-- Exercise materials --
----------------
PR #4660, opened 2020-12-23
Ingredient analyzer patterns sourced from Nordic ingredient lists

Ban3:
**Description:**

Mostly `ignore_regexps` so as not to remove anything useful following them.


Ban3:
Not included in the PR, but I noticed that I can't add `sisältää pieniä määriä` to trace regexps, or this test fails https://github.com/openfoodfacts/openfoodfacts-server/blob/8161351eb1cb194cf0fc53a104582397e0c984cc/t/allergens.t#L359-L362

`Pähkinöitä` won't be detected as an allergen with that addition. I have to take a look what's going on with this expression at some point https://github.com/openfoodfacts/openfoodfacts-server/blob/8161351eb1cb194cf0fc53a104582397e0c984cc/lib/ProductOpener/Ingredients.pm#L4991

stephanegigandet (approved):
Thank you!

PR #4683, opened 2020-12-29
New colors and icons for Eco-Score details + impacts for each LCA step

stephanegigandet:
Added Agribalyse detailed PEF + CO2 impacts for each LCA steps.

image


teolemon (approved):
Let it be noted in the record that I am not a fan of the color scheme.

teolemon:
image

stephanegigandet:
> Let it be noted in the record that I am not a fan of the color scheme.

Well we can keep everything green like today:

image

But I think it's useful to have different colors for each of the adjustments. I tried with pastel colors but it doesn't look very good either.

image

Ban3:
I actually prefer the pastel colors over the ones in the first screenshot.

stephanegigandet:
Let's go with pastel colors then. :)

image

Issue #4686, opened 2020-12-29
Ecoscore data: no way to know if "packaging" or "origins_of_ingredients" scores are provided or not


FredJul:
**Describe the bug**
While playing a bit with the ongoing ecoscore API during my PR (https://github.com/openfoodfacts/openfoodfacts-dart/pull/63), I noticed that there is no way for an app to know how to correctly display the "packaging" and "origins_of_ingredients" score if this one is not known.

**To Reproduce**
For instance, we can notice that values are not exact (it's hard to believe that 0 is a correct score for a plastic bottle) if we look at this product:
https://world.openfoodfacts.org/api/v0/product/5000112548167?fields=product_name,ecoscore_data,ecoscore_alpha

**Expected behavior**
I suggest to simply not return these fields when there is no information. Another solution would be to add a known/unknown status but I believe this is a bit more complex.

teolemon:
Related: 
https://github.com/openfoodfacts/openfoodfacts-server/issues/4663 (Origin display bug for the Eco-Score explanation)
https://github.com/openfoodfacts/openfoodfacts-androidapp/pull/3644 (adds prompt for missing info related to Eco-Score (solves issue 3624) )

stephanegigandet:
> (it's hard to believe that 0 is a correct score for a plastic bottle)

In fact the Eco-Score formula is quite complex, and for packaging material, the score indicates the "circularity" of the material. 0 is the worse score. (not a recycled material, not recycled). Other types of plastic have better scores.

stephanegigandet:
@FredJul : there are now more warning fields in ecoscore_data, that we use to display the details of the Eco-Score on the OFF site.
Can we close this bug?

FredJul:
I guess it clearly does the job, thanks!

PR #4690, opened 2020-12-31
Ecoscore - add Eco-Score warning when origins are 100% unknown

stephanegigandet:
- Add an "Unspecified" entry in the origins taxonomy. That way we can add "Unspecified" in the origins of ingredients field if the origins are not specified in the label. It will be different than the "Unknown" entry which means we don't have data.

- Add a warning in the ecoscore_data structure when 100% of the origins of ingredients are "Unknown" (the warning won't be triggered if the origin is "Unspecified" or if we have at least one origin for an ingredient).

- Add a corresponding data quality warning so that we can easily identify the products with 100% unknown origins.

This will partially solve #4686 .

### DIFF
--- a/lib/ProductOpener/DataQualityFood.pm
+++ b/lib/ProductOpener/DataQualityFood.pm
@@ -1070,6 +1070,32 @@ sub check_ingredients_percent_analysis($) {
 	return;
 }
 
+
+=head2 check_ecoscore_data( PRODUCT_REF )
+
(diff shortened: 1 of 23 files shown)


teolemon (approved):
- [ ] A "en:origins-to-be-completed" would also be very crucial for the mobile app. 
- [ ] Passing those warnings and the score computation as HTML in environment_infocard_fr

PR #7822, opened 2022-12-09
feat: Ventilate issue to more GitHub projects

teolemon:
### What
feat: Ventilate issue to more GitHub projects


VaiTon:
@teolemon maybe performance-wise it would be better to run multiple steps in the same job, so that we don't initialize a vm each time

stephanegigandet (approved):

PR #7824, opened 2022-12-09
taxonomy: add Polish translations for caramel and safflower

Teiron:
small additions in polish ingredients taxonomy


stephanegigandet (approved):
Thanks!

PR #7828, opened 2022-12-10
feat: Hunger Games brand link on the product page when a brand is defined

teolemon:
### What

- Hunger Games brand link on the product page when a brand is defined
- Emulate a nice Power User Script feature

### Screenshot of the Power User Script version being emulated
image


templates/web/common/includes/display_field.tt.html
```diff
@@ -1,8 +1,20 @@
...
+    <sup>[<a href="https://hunger.openfoodfacts.org/questions?value_tag=[% field %]&amp;type=brand" title="Help with this brand on Hunger Games">Help with this brand on Hunger Games</a>]</sup>
+</p>
+[% ELSE %]
 
 <p id="field_[% field %]">
     <span class="field">[% name %][% sep %]: </span>
     <span class="field_value" id="field_[% field %]_value">[% value %]</span>
 </p>
 
+[% ENDIF %]
```
teolemon, line 16:
```suggestion
[% END %]
```

stephanegigandet:
I think something like this needs to be discussed more broadly, if we add power user features to the website, then the website becomes more complex and difficult to understand for newcomers. There are certainly some solutions to consider, like having a contributor mode that can be toggled. I suggest we open an issue for it.

templates/web/common/includes/display_field.tt.html
```diff
@@ -1,8 +1,20 @@
 <!-- start templates/[% template.name %] -->
+<!-- Special handling to show a Hunger Game promo -->
+[% IF FIELD_TYPE == 'BRAND' %]
```
teolemon, line 3:
```suggestion
[% IF FIELD == 'BRAND' %]
```

teolemon:
Based on feedback by @stephanegigandet , I will restrict that to moderators

templates/web/common/includes/display_field.tt.html
```diff
@@ -1,8 +1,20 @@
 <!-- start templates/[% template.name %] -->
+<!-- Special handling to show a Hunger Game promo -->
+[% IF FIELD == 'BRAND' %]
```
stephanegigandet, line 3:
```suggestion
[% IF field == 'brands' %]
```

templates/web/common/includes/display_field.tt.html
```diff
@@ -1,8 +1,20 @@
...
+<p id="field_[% field %]">
+    <span class="field">[% name %][% sep %]: </span>
+    <span class="field_value" id="field_[% field %]_value">[% value %]</span>
+    <sup>[<a href="https://hunger.openfoodfacts.org/questions?value_tag=[% field %]&amp;type=brand" title="Help with this brand on Hunger Games">Help with this brand on Hunger Games</a>]</sup>
```
stephanegigandet, line 7: It's not as simple, [% value %] contains a comma separated list of links, so we can't construct an hunger game URL like that.

e.g. if we have 2 brands, <span class="field_value" id="field_[% field %]_value">[% value %]</span> will generate this:

<span class="field_value" id="field_brands_value"><a itemprop="brand" href="/marque/activia">Activia</a>, <a itemprop="brand" href="/marque/danone">Danone</a></span>

hangy:
Could be a candidate for [`openfoodfacts-webcomponents`](https://github.com/openfoodfacts/openfoodfacts-webcomponents/), like we already do for the products page now

PR #7833, opened 2022-12-11
taxonomy: reviewed some beers and wines in Croatia

benbenben2:
added few varietals for wines
ingredients for beers
categories


stephanegigandet (approved):
Thanks!

Issue #6526, opened 2022-03-30
Protect data from producer should be the default setting when creating an organization


alexgarel:
### Describe the bug

We have a "Protect the data that is provided by the organization." settings which is not set by default, while we insure producers that their data is protected for one year. 

### To Reproduce

1. Create a new producer account for a new org
2. Go to pro platform as admin
3. Select the new org
4. Edit the profile
5. The setting is not set

### Expected behavior

It should be set by default, at org creation

Having it as a setting might be useful in the case where data published by a org reveals to be fake or some other scenario (moral contract is broken). But this is a rare case, so it should be checked by default and unchecked when needed.

- [ ] change the org creation code to have it set
- [ ] write a migrate script for existing org and run it

### Type of device

Browser

alexgarel:
We still have to run the script in staging (to test it) and in production.

manon-corneille:
Am I understanding that this works now ? :) 
If yes, should we close this issue too ? →  https://github.com/openfoodfacts/openfoodfacts-server/issues/2086

PR #7845, opened 2022-12-15
fix: org should have data protected by default

alexgarel:
* it is now the default on org creation
* added a migration script

fixes: #6526


stephanegigandet (approved):
Looks good

PR #7851, opened 2022-12-15
docs: some comments in Import.pm

alexgarel:
that I added as I try to understand the code

### DIFF
--- a/lib/ProductOpener/Import.pm
+++ b/lib/ProductOpener/Import.pm
@@ -1130,10 +1130,11 @@ sub import_csv_file ($args_ref) {
 					. $imported_product_ref->{$field . "_if_not_existing"} . "\n";
 				$imported_product_ref->{$field} = $imported_product_ref->{$field . "_if_not_existing"};
 			}
-
+			# if it is a field with a tag behaviour (taxonomized or not)
+			# (see %tags_fields in Tags.pm)
 			if (defined $tags_fields{$field}) {
 				foreach my $subfield (sort keys %{$imported_product_ref}) {
-
+					# empty values are skipped
 					next
 						if ((not defined $imported_product_ref->{$subfield})
 						or ($imported_product_ref->{$subfield} eq ""));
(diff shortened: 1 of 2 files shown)


lib/ProductOpener/Import.pm
```diff
@@ -1172,12 +1176,13 @@ sub import_csv_file ($args_ref) {
...
 							if (exists_taxonomy_tag($field, $tagid)) {
 								my $opposite_tagid = get_property($field, $tagid, "opposite:en");
+								# we have an opposite, add it
 								if (defined $opposite_tagid) {
 									$tag_to_add = $opposite_tagid;
 								}
 							}
 						}
-
+						# add the value to eventual existing values
```
stephanegigandet, line 1185: ``
```suggestion
						# If we have a tag to add (because we had a "yes" or a "no" value for a specific tag field), concatenate it to possible pre-existing tags
```

stephanegigandet: éventuel -> possible, not eventual

lib/ProductOpener/Import.pm
```diff
@@ -1419,17 +1436,19 @@ sub import_csv_file ($args_ref) {
...
 				}
+				# Processing non tag field
 				else {
-					# non-tag field
+					# new value replaces the old value
 					my $new_field_value = $imported_product_ref->{$field};
 
 					next if not defined $new_field_value;
-
+					# remove spaces
```
stephanegigandet, line 1445:
```suggestion
					# remove leading and trailing spaces
```

lib/ProductOpener/Import.pm
```diff
@@ -1443,7 +1462,7 @@ sub import_csv_file ($args_ref) {
 						$new_field_value =~ s/litre|litres|liter|liters/l/i;
 						$new_field_value =~ s/kilogramme|kilogrammes|kgs/kg/i;
 					}
-
+					# normalize spaces
```
stephanegigandet, line 1465:
```suggestion
					# remove leading and trailing spaces
```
----------------
-- Exercise --
The required answer is the exact run of lines above starting at the line with "Issue #6526, opened 2022-03-30" and ending at the line with "It should be set by default, at org creation", with both ends present.

-- Task solution --
Issue #6526, opened 2022-03-30
Protect data from producer should be the default setting when creating an organization


alexgarel:
### Describe the bug

We have a "Protect the data that is provided by the organization." settings which is not set by default, while we insure producers that their data is protected for one year. 

### To Reproduce

1. Create a new producer account for a new org
2. Go to pro platform as admin
3. Select the new org
4. Edit the profile
5. The setting is not set

### Expected behavior

It should be set by default, at org creation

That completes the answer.